A "normal" rep in $\cal R$ can be view as "name' or "label" for the entire set of integers equivalent to it, i.e. $\,r\mapsto [r]_n = r + n\Bbb Z,\,$ the set of all integers $\equiv r\pmod{\!n}.\,$ Then the congruence sum and product rules imply that addition and multiplication is well-defined on these classes by the rules $[a]+[b] = [a+b],\,$ $[a]*[b] = [a*b].\,$ In turn this implies that the arithmetical (ring) laws of $\,\Bbb Z\,$ are inherited by the classes with these operations, so they form a new system of numbers (ring) $\,\Bbb Z_n\,$ sharing many of the same properties of the ring of integers - so we can reuse our well-honed integer arithmetic intuition in this new modular number system.

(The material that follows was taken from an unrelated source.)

PR #1930, opened 2020-06-24
Add succeedsWithin to FutureAssert

### LINKED ISSUE #1929: Move succeedsWithin to FutureAssert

In particular, viewed in the ring $\,\Bbb Z_n\,$ your statement simplifies to the final form in the string of equivalences, viz. $\,\forall\,\bar a \in \Bbb Z_n\!:\ P(\bar a) = 0,\,$ i.e. every element of $\,\Bbb Z_n\,$ is a root of $\,P\,$ (here $P$ is viewed as a polynomial over $\,\Bbb Z_n\,$ by mapping its integer coef's into $\,\Bbb Z_n\,$ via $\,p_i\mapsto \bar p_i = [p_i]_n)$.